The Missouri Press Association representing 229 newspapers in Missouri, which is approximately 99.5% of all newspapers in that state, strongly supports the Local Journalism Sustainability Act. Their Executive Director of the Missouri Press Association, Mark Maassen, spoke at a public forum noting that “nearly 36,000 employees and newspapers have been laid off, furloughed, or have had their pay reduced during this (Covid 19) crisis.” He strongly recommended that its members contact their members of Congress in support of the legislation. That kind of unified support by publishers will make it awkward for politicians to oppose it,even in a state where all but one of six Republican congressional representatives objected to the certification of the election results, echoing the election-was-stolen conspiracy theory.

Sen. Maria Cantwell, D-Wash, the Senate Education Committee’s new 2021 chair, issued a report in October 2020. It recommended that a limited antitrust exemption from Congress be granted to news publishers to allow them to collectively negotiate for better terms with the tech platforms. Senate Bill 1700, the Journalism Competition and Preservation Act, which was introduced in 2019, would allow for that waiver. The News Media Alliance trade association, representing approximately 2,000 newspapers and multi-platform digital services, helped write the bill.

The bill currently sits in the Senate Judiciary Committee, where it has significant bipartisan support, with both Senators Mitch McConnell [R-KY] and Sherrod Brown [D-OH] becoming co-sponsors of the bill in 2020. One of the most ardent believers that the election was stolen from Trump is Sen. Josh Hawley of Missouri, who sits on the committee and will have to vote to pass it out of the committee or not. The Missouri Press Association could play a role in moving him to vote it out of committee.

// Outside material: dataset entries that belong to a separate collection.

PR #1984, opened 2018-03-27
Update RoslynDependencies.OptimizationData to version 2.0.0-rc-61101-17

tmat:


tmat:
@weshaggard

src/Microsoft.DotNet.Build.Tasks/PackageFiles/codeOptimization.targets
```diff
@@ -3,7 +3,7 @@
   <UsingTask TaskName="ZipFileExtractToDirectory" AssemblyFile="$(BuildToolsTaskDir)Microsoft.DotNet.Build.Tasks.dll"/>
 
   <PropertyGroup>
-    <OptimizationDataVersion Condition="'$(OptimizationDataVersion)'==''">2.0.0-rc-61101-16</OptimizationDataVersion>
+    <OptimizationDataVersion Condition="'$(OptimizationDataVersion)'==''">2.0.0-rc-61101-17</OptimizationDataVersion>
```
weshaggard: While we can update the version here I think we probably set this version in corefx instead of BuildTools.

tmat: oh.

tmat: Perhaps we should remove this from BuildTools then? The optimization data should only be used by CoreFX repo, rigght?

weshaggard: The idea was to us the infra in other repo's as well but the data would be unique to the library/repo. However to this point no other repo's have used it yet.

tmat: Where would be the best place to set it in CoreFX repo?

weshaggard: I think dependencies.props https://github.com/dotnet/corefx/blob/master/dependencies.props is the best place to list this package id and version.

PR #1892, opened 2018-01-31
Fixing crossgen on core-setup by forcing the implicit NuGet fallback folder

joperezr:
FYI: @weshaggard @eerhardt

PR #1986, opened 2018-03-27
Fix NoWarn warning in builds

BruceForstall:
```
Tools/crossgen.sh: line 21: NoWarn: command not found
```

Simply escape the dollar sign so the shell doesn't interpret it.


BruceForstall:
Introduced with https://github.com/dotnet/buildtools/pull/1892

Another option: don't include the `$(NoWarn)` at all, if that is "more correct".

BruceForstall:
@weshaggard

Issue #1980, opened 2018-03-24
Add graceful error handling to Git branch fetch


dagood:
If the current directory isn't a Git repo (such as during source-build's tarball build), this code ends up putting the Git output's newlines in a C++ string, which gives CoreCLR compile errors:

https://github.com/dotnet/buildtools/blob/2f0dec8eba53942a758910ea7b4cc79e4a7d2c36/src/Microsoft.DotNet.Build.Tasks/PackageFiles/versioning.targets#L266-L269

It should handle error exit codes like it does when getting the commit:

https://github.com/dotnet/buildtools/blob/2f0dec8eba53942a758910ea7b4cc79e4a7d2c36/src/Microsoft.DotNet.Build.Tasks/PackageFiles/versioning.targets#L271-L285

This will also let us pass in the branch name from source-build if we know it.

weshaggard:
As part of this fix we should change the message importance from high to normal.

vancem:
I don't understand why the original code was causing problems.  The reason for the 'RawGitBranchName was that I only use it as a branch name if it looks like output I expect (namely if it begins with a 'heads' or 'remotes/origin/'    
```
    <!-- If things match expected patterns, create $(GitBranchName) from $(RawGitBranchName) -->
    <Message Importance="high" Text="GIT Branch Name as seen by git describe: '$(RawGitBranchName)'" /> 
    <PropertyGroup Condition="$(RawGitBranchName.StartsWith('heads/'))">
      <GitBranchName>$(RawGitBranchName.SubString(6))</GitBranchName>
    </PropertyGroup>
    <PropertyGroup Condition="$(RawGitBranchName.StartsWith('remotes/origin/'))">
      <GitBranchName>$(RawGitBranchName.SubString(15))</GitBranchName>
    </PropertyGroup>
    <Message Importance="high" Text="GIT Branch Name: '$(GitBranchName)'" /> 
```
On errors, I would have expected it to not machine, and thus leave the GitBranchName empty (which means it should not be shown.

Presumably this did not happen, but I don't understand why my logic above is wrong...

dagood:
I think you're actually right, and I misread the code... I hit this problem before your changes when the git command was getting `GitBranchName` directly, and I was thinking of the matching patterns you added as "extra" ways to try to get a meaningful branch name, rather than filters.

I tried a source-build tarball build of CoreCLR with a BuildTools that contains your change (and doesn't contain my workaround) and it works fine. Sorry about that. :smile:

[...]

PR #1988, opened 2018-03-28
[release/2.1] Merge master into release/2.1

weshaggard:
Reference release/2.1 branch from master for source-build effort.

We minimally need the partial facade fix https://github.com/dotnet/buildtools/commit/24ef27105b36fe11ab6ac1583867b2a3c28c6742 to address source-build issue in corefx. 

cc @dagood


src/Microsoft.DotNet.Build.Tasks/PackageFiles/versioning.targets
```diff
@@ -264,8 +264,8 @@
       Condition="'$(SkipVersionGeneration)' != 'true' AND '$(VersionPropsImported)' != 'true'">
 
     <!-- ############################### -->
-    <Exec Command="git rev-parse --abbrev-ref HEAD 2>&amp;1" StandardOutputImportance="Low" IgnoreExitCode="true" IgnoreStandardErrorWarningFormat="true" ConsoleToMSBuild="true" Condition="'$(GitBranchName)' == ''">
-      <Output TaskParameter="ConsoleOutput" PropertyName="GitBranchName" />
+    <Exec Command="git describe --all HEAD 2>&amp;1" StandardOutputImportance="Low" IgnoreExitCode="true" IgnoreStandardErrorWarningFormat="true" ConsoleToMSBuild="true" Condition="'$(RawGitBranchName)' == ''">
```
dagood: We'll have to use this new variable name in the source-build workaround: [repos/dir.targets#L7-L8](https://github.com/dotnet/source-build/blob/b8d175fa98bb4b52f61a212ee99bfec9327d828b/repos/dir.targets#L7-L8). (BuildTools-side fix tracked by https://github.com/dotnet/buildtools/issues/1980.)

src/packages.builds
```diff
@@ -13,7 +13,7 @@
 
     <!-- Use the same package version for all output packages. -->
     <DoNotGeneratePackageVersion>true</DoNotGeneratePackageVersion>
-    <PackageVersion>2.1.0-preview2-$(BuildNumberMajor)-$(BuildNumberMinor)</PackageVersion>
+    <PackageVersion>2.1.0-preview3-$(BuildNumberMajor)-$(BuildNumberMinor)</PackageVersion>
```
dagood: Would be nice to wait to merge `master` into `release/2.1` again until we start doing preview3 so this change works naturally. For now I guess this has to be reverted.

weshaggard: We plan to do a full branch merge in the core repo's on Friday but still for preview2 so I will revert this one change.

src/Microsoft.DotNet.Build.Tasks/PackageFiles/versioning.targets
weshaggard: Thanks for the pointer. Should we just rename the property back to the old name in BuildTools?

weshaggard: Nevermind I think I will just need to update the workaround in source-build.

dagood: Sounds good, I think if you're going to make BuildTools-side changes, might as well fix https://github.com/dotnet/buildtools/issues/1980 fully. (Shouldn't be a very complicated change.)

As for resurrecting the Federal Communications Commission’s Fairness Doctrine that required stations to “program in the public interest,” such changes would have to be initiated by the FCC. Currently, the commission is evenly divided between Democrats and Republicans, and so stalemated. Biden will appoint a fifth commissioner to give the Democrats a majority. 

            

Nick Licata
Nick Licata
Nick Licata, was a 5 term Seattle City Councilmember, named progressive municipal official of the year by The Nation, and is founding board chair of Local Progress, a national network of 1,000 progressive municipal officials. Author of Becoming a Citizen Activist. http://www.becomingacitizenactivist.org/changemakers/ Subscribe to Licata’s newsletter Urban Politics http://www.becomingacitizenactivist.org/

3 COMMENTS

  1. This is a wonderful distillation of the demise of local news. I read both the PI and Times every day until the PI went out of print. It is way to easy to blame the ill timed strike as the PI demise. While it may have been a factor clearly the change in our values for fair equal time reporting combined with elimination of local control has created “truth desserts” in our information system.

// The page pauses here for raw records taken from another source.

PR #1989, opened 2018-03-28
Logging added to Init-tools

Anipik:


src/Microsoft.DotNet.Build.Tasks/PackageFiles/init-tools.ps1
```diff
@@ -56,10 +58,15 @@ if ($packageVersionPropsUrl)
...
+            Write-Host "Failed to download '$packageVersionPropsPath'. Trying again..."
         }
     } while ($success -eq $false);
 
     Write-Host "Downloaded package version props:"
     Get-Content $packageVersionPropsPath
 }
+else
+{
+    Write-Host "'$packageVersionPropsUrl' url does not exist."
```
danmosemsft: if this is false ` if ($packageVersionPropsUrl)` then is it safe to write it out? I assume it is false because it doesn't exist or possibly is whitespace.
I suggest just logging "Environment variable PACKAGEVERSIONPROPSURL is not defined."

Also as a matter of style whenever you have a pattern liek
```
if (something)
{
.... big block of actual work ...
}
else
{
... small block returning early...
}
```

it is often easier to read if you change to
```
if (!something)
{
     ... small block return early...
}
... big block ...
```

This reduces indenting and makes it easier to follow what is going on when you get to the bottom of the code. Basically if you can early return, it is usually better. Rarely is there a reason not to (long ago, it was important to return only at the end of the function to help the compiler)

src/Microsoft.DotNet.Build.Tasks/PackageFiles/init-tools.ps1
```diff
@@ -56,10 +58,15 @@ if ($packageVersionPropsUrl)
                 $proxyCredentialsRequired = ($we -ne $null -and ([Net.HttpWebResponse]$we.Response).StatusCode -eq [Net.HttpStatusCode]::ProxyAuthenticationRequired)
                 Start-Sleep -Seconds (5 * $retryCount)
                 $retryCount++
-            } 
+            }
+            Write-Host "Failed to download '$packageVersionPropsPath'. Trying again..."
         }
     } while ($success -eq $false);
 
     Write-Host "Downloaded package version props:"
```
danmosemsft: "Successfully downloaded ... etc"

src/Microsoft.DotNet.Build.Tasks/PackageFiles/init-tools.sh
```diff
@@ -34,6 +34,8 @@ __PUBLISH_TFM=netcoreapp2.0
 __INIT_TOOLS_RESTORE_ARGS="--source https://dotnet.myget.org/F/dotnet-buildtools/api/v3/index.json --source https://api.nuget.org/v3/index.json ${__INIT_TOOLS_RESTORE_ARGS:-}"
 __TOOLRUNTIME_RESTORE_ARGS="--source https://dotnet.myget.org/F/dotnet-core/api/v3/index.json ${__INIT_TOOLS_RESTORE_ARGS}"
 
+echo "Checking if the passed arguments are valid paths."
```
danmosemsft: I don't think this adds anything

src/Microsoft.DotNet.Build.Tasks/PackageFiles/init-tools.sh
```diff
@@ -49,6 +51,8 @@ if [ -z "$__TOOLRUNTIME_DIR" ]; then
     exit 1
 fi
 
+echo "The passed arguments are valid paths."
```
danmosemsft: Nor this

src/Microsoft.DotNet.Build.Tasks/PackageFiles/init-tools.sh
```diff
@@ -119,9 +123,19 @@ if [ "$__PACKAGE_VERSION_PROPS_URL" ]; then
...
         wget -q -O "$__PACKAGE_VERSION_PROPS_PATH" "$__PACKAGE_VERSION_PROPS_URL"
+        exit_Code=$?
+        download_Method="wget"
+    fi
+
+    if [ $ret -ne 0 ];then
+        echo "$download_Method returned exit code $exit_Code"
     fi
 
     echo "Downloaded package version props:"
```
danmosemsft: "Successfully downloaded ... etc"

danmosemsft:
fyi @mmitche

danmosemsft:
LGTM

weshaggard:
Does this add a bunch more logging to the console during normal operations?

    Thank you Nick. Another great bit.

  2. Mr. Licata, I found the following media ownership statistics (for 2020) on Wikipedia. (https://en.wikipedia.org/wiki/Media_conglomerate). Am I correct in concluding that, as of 2020, 5 US companies control the majority of the political news stories we see?

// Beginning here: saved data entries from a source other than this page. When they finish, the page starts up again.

PR #1992, opened 2018-03-29
detect long running tests and print out warning on console

wfurt:
This is meant to improve our ability to triage hanging tests in CI runs. 

It is also somewhat temporary fix. The whole Visitor class is obsolete in current version on Xunit (2.3.x) and it will need to be re-written when we upgrade. 
In mean time, this should provide some more insight. It won't fore-fail tests (yet) but it should provide more visibility. 

I tested this using private tests with sleep as well as I followed instructions for dog-fooding and I modified one of HTTP tests to have incorrect async await. When I run the test, after 5 minutes I see following console output:

> Discovering: System.Net.Http.Functional.Tests
> Discovered:  System.Net.Http.Functional.Tests
> Starting:    System.Net.Http.Functional.Tests
>    System.Net.Http.Functional.Tests.SocketsHttpHandler_HttpClientMiniStress.ManyClients_ManyGets [SKIP]
>       Condition(s) not met: \"IsStressModeEnabled\"
>    System.Net.Http.Functional.Tests.SocketsHttpHandler_HttpClientMiniStress.CreateAndDestroyManyClients [SKIP]
>       Condition(s) not met: **\"IsStressModeEnabled\"
> ...
>   System.Net.Http.Functional.Tests.PlatformHandler_HttpClientHandlerTest.Ctor_ExpectedDefaultPropertyValues_UapPlatform [SKIP]
>       Condition(s) not met: \"IsUap\"
>    System.Net.Http.Functional.Tests.PlatformHandler_HttpClientHandlerTest.SendAsync_RequestVersion20_ResponseVersion20 [SKIP]
>       Condition(s) not met: \"IsWindows10Version1607OrGreater\"
> **WARNING: System.Net.Http.Functional.Tests.SocketsHttpHandler_HttpClientHandlerTest.ProxyAuth_Digest_Succeeds is running for 348s.**
> WARNING: System.Net.Http.Functional.Tests.SocketsHttpHandler_HttpClientHandlerTest.ProxyAuth_Digest_Succeeds is running for 408s.
> WARNING: System.Net.Http.Functional.Tests.SocketsHttpHandler_HttpClientHandlerTest.ProxyAuth_Digest_Succeeds is running for 468s.
> WARNING: System.Net.Http.Functional.Tests.SocketsHttpHandler_HttpClientHandlerTest.ProxyAuth_Digest_Succeeds is running for 528s.
> 

Note this did not make the time configurable. XUnit 2.3 has some parameters and we may want to watch them.  Since CI kills tests  in ~ 10 minutes, I use 5 delay and than 1 minute probes.

### DIFF
--- a/src/xunit.console.netcore/Visitors/StandardOutputVisitor.cs
+++ b/src/xunit.console.netcore/Visitors/StandardOutputVisitor.cs
@@ -73,12 +73,6 @@ namespace Xunit.ConsoleClient
                     Errors = Errors
                 });
 
-            if (watcher != null)
-            {
-            //    watcher.Interrupt();
-                //watcher.Abort();
-            //    watcher = null;
-            }
             runningTests = null;
             clock.Stop();
             return result;
--- a/src/xunit.console.netcore/Visitors/StandardOutputVisitor.cs
+++ b/src/xunit.console.netcore/Visitors/StandardOutputVisitor.cs
@@ -17,10 +17,10 @@ namespace Xunit.ConsoleClient
         readonly string defaultDirectory;
         readonly bool showProgress;
         readonly Stopwatch clock;
-        private ConcurrentDictionary<String, long> runningTests;
+        private ConcurrentDictionary<string, long> runningTests;
         private Thread watcher;
-        readonly int longTestMaxMiliseconds = 1_000 * 60 * 5;
-        readonly int longTestCheckMiliseconds = 1_000 * 60;
+        readonly int longTestMaxMilliseconds = 1_000 * 60 * 5;
+        readonly int longTestCheckMilliseconds = 1_000 * 60;
 
 
         public StandardOutputVisitor(object consoleLock,
@@ -37,7 +37,7 @@ namespace Xunit.ConsoleClient
             this.showProgress = showProgress;
 
             this.clock =  new Stopwatch();
-            this.runningTests = new ConcurrentDictionary<String , long>();
+            this.runningTests = new ConcurrentDictionary<string, long>();
         }
 
         protected override bool Visit(ITestAssemblyStarting assemblyStarting)
@@ -48,7 +48,7 @@ namespace Xunit.ConsoleClient
                 Console.WriteLine("Starting:    {0}", Path.GetFileNameWithoutExtension(assemblyFileName));
 
             clock.Start();
-            watcher = new Thread(new ThreadStart(testWatcher));
+            watcher = new Thread(new ThreadStart(TestWatcher));
             watcher.IsBackground = true;
             watcher.Start();
 
@@ -124,7 +124,6 @@ namespace Xunit.ConsoleClient
                 }
             }
 
-
             if (!runningTests.TryAdd(testStarting.Test.DisplayName, clock.ElapsedMilliseconds))
             {
                 lock (consoleLock)
@@ -152,7 +151,7 @@ namespace Xunit.ConsoleClient
                     Console.WriteLine("ERROR: Failed to find {0} in running test set.", testFinished.Test.DisplayName);
                 }
             }
-            if (elapsed > longTestMaxMiliseconds)
+            if (elapsed > longTestMaxMilliseconds)
             {
                 lock (consoleLock)
                 {
@@ -241,13 +240,13 @@ namespace Xunit.ConsoleClient
             }
         }
 
-        private void testWatcher()
+        private void TestWatcher()
         {
             try
             {
                 while (runningTests != null)
                 {
-                    Thread.Sleep(longTestCheckMiliseconds);
+                    Thread.Sleep(longTestCheckMilliseconds);
 
                     if (runningTests == null)
                     {
@@ -255,9 +254,9 @@ namespace Xunit.ConsoleClient
                     }
 
                     long  now = clock.ElapsedMilliseconds;
-                    foreach (KeyValuePair<String, long> pair in runningTests)
+                    foreach (KeyValuePair<string, long> pair in runningTests)
                     {
-                        if (( now - pair.Value) > longTestMaxMiliseconds)
+                        if (( now - pair.Value) > longTestMaxMilliseconds)
                         {
                             lock (consoleLock)
                             {
--- a/src/xunit.console.netcore/Visitors/StandardOutputVisitor.cs
+++ b/src/xunit.console.netcore/Visitors/StandardOutputVisitor.cs
@@ -267,7 +267,7 @@ namespace Xunit.ConsoleClient
                         {
                             lock (consoleLock)
                             {
-                                Console.WriteLine("WARNING: {0} is running for {1}ms.", pair.Key, now - pair.Value);
+                                Console.WriteLine("WARNING: {0} is running for {1}s.", pair.Key, (now - pair.Value) / 1000);
                             }
                         }
                     }
--- a/src/xunit.console.netcore/Visitors/StandardOutputVisitor.cs
+++ b/src/xunit.console.netcore/Visitors/StandardOutputVisitor.cs
@@ -1,6 +1,9 @@
 ﻿using System;
 using System.Collections.Concurrent;
+using System.Collections.Generic;
+using System.Diagnostics;
 using System.IO;
+using System.Threading;
 using System.Xml.Linq;
 using Xunit.Abstractions;
 
@@ -13,6 +16,12 @@ namespace Xunit.ConsoleClient
         readonly ConcurrentDictionary<string, ExecutionSummary> completionMessages;
         readonly string defaultDirectory;
         readonly bool showProgress;
+        readonly Stopwatch clock;
+        private ConcurrentDictionary<String, long> runningTests;
+        private Thread watcher;
+        readonly int longTestMaxMiliseconds = 1_000 * 60 * 5;
+        readonly int longTestCheckMiliseconds = 1_000 * 60;
+
 
         public StandardOutputVisitor(object consoleLock,
                                      string defaultDirectory,
@@ -26,6 +35,9 @@ namespace Xunit.ConsoleClient
             this.defaultDirectory = defaultDirectory;
             this.completionMessages = completionMessages;
             this.showProgress = showProgress;
+
+            this.clock =  new Stopwatch();
+            this.runningTests = new ConcurrentDictionary<String , long>();
         }
 
         protected override bool Visit(ITestAssemblyStarting assemblyStarting)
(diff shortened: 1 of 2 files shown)


stephentoub:
Thanks, @wfurt.  This is helpful and it's great to see us trying to improve the system, but newer versions of xunit already support doing this implicitly. @danmosemsft, @karelz, where are we on getting off our modified xunit runner and just getting on to the real xunit runner?

karelz:
@stephentoub when we have someone to make the time :( - @wfurt expressed interest, but it proved to be too costly and other priorities (Networking) were higher.

src/xunit.console.netcore/Visitors/StandardOutputVisitor.cs
```diff
@@ -13,6 +16,12 @@ public class StandardOutputVisitor : XmlTestExecutionVisitor
         readonly ConcurrentDictionary<string, ExecutionSummary> completionMessages;
         readonly string defaultDirectory;
         readonly bool showProgress;
+        readonly Stopwatch clock;
+        private ConcurrentDictionary<String, long> runningTests;
+        private Thread watcher;
+        readonly int longTestMaxMiliseconds = 1_000 * 60 * 5;
```
danmosemsft: both this and below should be const (readonly means "modified only in constructor")

src/xunit.console.netcore/Visitors/StandardOutputVisitor.cs
```diff
@@ -13,6 +16,12 @@ public class StandardOutputVisitor : XmlTestExecutionVisitor
...
+        readonly int longTestCheckMiliseconds = 1_000 * 60;
```
danmosemsft: Miliseconds -> Milliseconds

src/xunit.console.netcore/Visitors/StandardOutputVisitor.cs
```diff
@@ -104,6 +123,16 @@ protected override bool Visit(ITestStarting testStarting)
                     Console.WriteLine("   {0} [STARTING]", XmlEscape(testStarting.Test.DisplayName));
                 }
             }
+
+
```
danmosemsft: Nit double blank lines

src/xunit.console.netcore/Visitors/StandardOutputVisitor.cs
```diff
@@ -116,6 +145,22 @@ protected override bool Visit(ITestFinished testFinished)
                     Console.WriteLine("   {0} [FINISHED] Time: {1}s", XmlEscape(testFinished.Test.DisplayName), testFinished.ExecutionTime);
                 }
             }
+            if (!runningTests.TryRemove(testFinished.Test.DisplayName, out long elapsed))
+            {
+                lock (consoleLock)
```
danmosemsft: Console is internally thread safe for reads/writes I believe. You should not need any lock -- unless you want to write two consecutive lines, and even then you would need all of xunit to participate in the lock.

src/xunit.console.netcore/Visitors/StandardOutputVisitor.cs
```diff
@@ -195,5 +240,34 @@ void WriteStackTrace(string stackTrace)
                 Console.Error.WriteLine("         {0}", StackFrameTransformer.TransformFrame(stackFrame, defaultDirectory));
             }
         }
+
+        private void testWatcher()
```
danmosemsft: Please use PascalCasing for types, methods, and namespaces

src/xunit.console.netcore/Visitors/StandardOutputVisitor.cs
```diff
@@ -195,5 +240,34 @@ void WriteStackTrace(string stackTrace)
...
+                while (runningTests != null)
+                {
+                    Thread.Sleep(longTestCheckMiliseconds);
+
+                    if (runningTests == null)
+                    {
+                        break;
+                    }
+
+                    long  now = clock.ElapsedMilliseconds;
```
danmosemsft: Nit - spacing. also on 260

src/xunit.console.netcore/Visitors/StandardOutputVisitor.cs
```diff
@@ -26,6 +35,9 @@ public class StandardOutputVisitor : XmlTestExecutionVisitor
             this.defaultDirectory = defaultDirectory;
             this.completionMessages = completionMessages;
             this.showProgress = showProgress;
+
+            this.clock =  new Stopwatch();
+            this.runningTests = new ConcurrentDictionary<String , long>();
```
danmosemsft: nit spacing

src/xunit.console.netcore/Visitors/StandardOutputVisitor.cs
```diff
@@ -195,5 +240,34 @@ void WriteStackTrace(string stackTrace)
...
+                        {
+                            lock (consoleLock)
+                            {
+                                Console.WriteLine("WARNING: {0} is running for {1}s.", pair.Key, (now - pair.Value) / 1000);
+                            }
+                        }
+                    }
+                }
+            }
+            catch { };
```
danmosemsft: If you are writing errors to console you could write exception messages here.

src/xunit.console.netcore/Visitors/StandardOutputVisitor.cs
```diff
@@ -35,6 +47,11 @@ protected override bool Visit(ITestAssemblyStarting assemblyStarting)
             lock (consoleLock)
                 Console.WriteLine("Starting:    {0}", Path.GetFileNameWithoutExtension(assemblyFileName));
 
+            clock.Start();
+            watcher = new Thread(new ThreadStart(testWatcher));
```
danmosemsft: The "modern" way would probably be to use a Task, with TaskCreationOptions.LongRunning so it didn't use the thread pool. But this is fine.

src/xunit.console.netcore/Visitors/StandardOutputVisitor.cs
```diff
@@ -13,6 +16,12 @@ public class StandardOutputVisitor : XmlTestExecutionVisitor
         readonly ConcurrentDictionary<string, ExecutionSummary> completionMessages;
         readonly string defaultDirectory;
         readonly bool showProgress;
+        readonly Stopwatch clock;
+        private ConcurrentDictionary<String, long> runningTests;
```
danmosemsft: nit we use lower case for string used as a type

danmosemsft:
BTW CI timeout for the entire test job is 20 mins. Most libraries finish in 1-2 mins max. So a long running test would have to be nearly 20 mins to get cut off.

Did any get logged - without your test change?

wfurt:
What I see in CI Console logs are just skips and than nothing until whole set get killed. 
My long term hope would be ability to fail tests directly as well as possibly expose this to test sets somehow. 
Also note on the Task note: I did not want to use task or thread pool. With speculations about us hitting limits or locking there, I want something 100% independent. As I mentioned, XUnit upgrade will give us chance to re-factor if useful.

weshaggard:
I share a similar concern to @stephentoub that we should instead be focusing energy on moving off our custom runner and instead using the one from xunit itself. While I'm not opposed to moving forward with this PR I do think it is better we spend our time moving off this runner.

src/xunit.console.netcore/Visitors/StandardOutputVisitor.cs
```diff
@@ -13,6 +16,12 @@ public class StandardOutputVisitor : XmlTestExecutionVisitor
         readonly ConcurrentDictionary<string, ExecutionSummary> completionMessages;
         readonly string defaultDirectory;
         readonly bool showProgress;
+        readonly Stopwatch clock;
+        private ConcurrentDictionary<string, long> runningTests;
+        private Thread watcher;
+        readonly int longTestMaxMilliseconds = 1_000 * 60 * 5;
```
weshaggard: This change appears to be breaking BuildTools. Looks like the compiler doesn't like this line. 

https://devdiv.visualstudio.com/DevDiv/Net%20CoreFX/_build/index?buildId=1577238&_a=summary

```
2018-04-10T23:28:56.6798516Z Visitors\StandardOutputVisitor.cs(22,49): error CS1002: ; expected [E:\A\_work\3365\s\src\xunit.console.netcore\xunit.console.netcore.csproj]
2018-04-10T23:28:56.6799210Z Visitors\StandardOutputVisitor.cs(22,56): error CS1519: Invalid token '60' in class, struct, or interface member declaration [E:\A\_work\3365\s\src\xunit.console.netcore\xunit.console.netcore.csproj]
2018-04-10T23:28:56.6799797Z Visitors\StandardOutputVisitor.cs(23,51): error CS1002: ; expected [E:\A\_work\3365\s\src\xunit.console.netcore\xunit.console.netcore.csproj]
2018-04-10T23:28:56.6800539Z Visitors\StandardOutputVisitor.cs(23,58): error CS1519: Invalid token '60' in class, struct, or interface member declaration [E:\A\_work\3365\s\src\xunit.console.netcore\xunit.console.netcore.csproj]
2018-04-10T23:28:56.6801176Z Visitors\StandardOutputVisitor.cs(147,76): error CS1525: Invalid expression term 'long' [E:\A\_work\3365\s\src\xunit.console.netcore\xunit.console.netcore.csproj]
2018-04-10T23:28:56.6801755Z Visitors\StandardOutputVisitor.cs(147,81): error CS1003: Syntax error, ',' expected [E:\A\_work\3365\s\src\xunit.console.netcore\xunit.console.netcore.csproj]
```

I suspect it has to do with `_`, do you know if that is a new compiler feature, as I've never seen constants using that.

kasper3: can the compiler be updated on official build machine? c#7 is over one year old now :)

weshaggard: @dotnet/dnceng can we look into getting build tools on a machine pool that supports VS2017?

ViktorHofer:
When migrating to xunit.console we will use the in-built feature `longRunningTestSeconds`: https://xunit.github.io/docs/configuring-with-json

```
{
  "longRunningTestSeconds": "300"
}
```

wfurt:
you will also need to bump up debug level AFAIK. We should make sure this is enabled by default in our runs.

ViktorHofer:
Right, I forgot to add that switch in the config above. In fact they are diagnostic messages: https://github.com/xunit/xunit/issues/1380#issuecomment-317822206

Thanks!

src/xunit.console.netcore/Visitors/StandardOutputVisitor.cs
ViktorHofer: @dotnet/dnceng @MattGal for RS4 runner work we definitely need a machine pool with VS2017 and Windows 10 RS4 SDK 17134 installed. Is that feasible?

    Feel free to rebut my initial impression of those numbers.

    I think it would be REALLY GREAT if you would write a follow-up article which answers questions like:
    1) Who controls which political news stories are covered (versus ignored) by each US media group, i.e., AT&T/Time Warner, Comcast, The Walt Disney company, Viacom CBS, and Access Industries?
    2) Which families control very large blocks of stock at each company?
    3) What political campaigns did the CEOs of these companies donate to in the 2020 elections?
    4) How will the Local Journalism Sustainability Act (HR 7640), Senate Bill 1700, the Journalism Competition and Preservation Act, etc. make a difference in the political stories which are and aren’t covered – and the amount of research journalists do to support their conclusions with facts?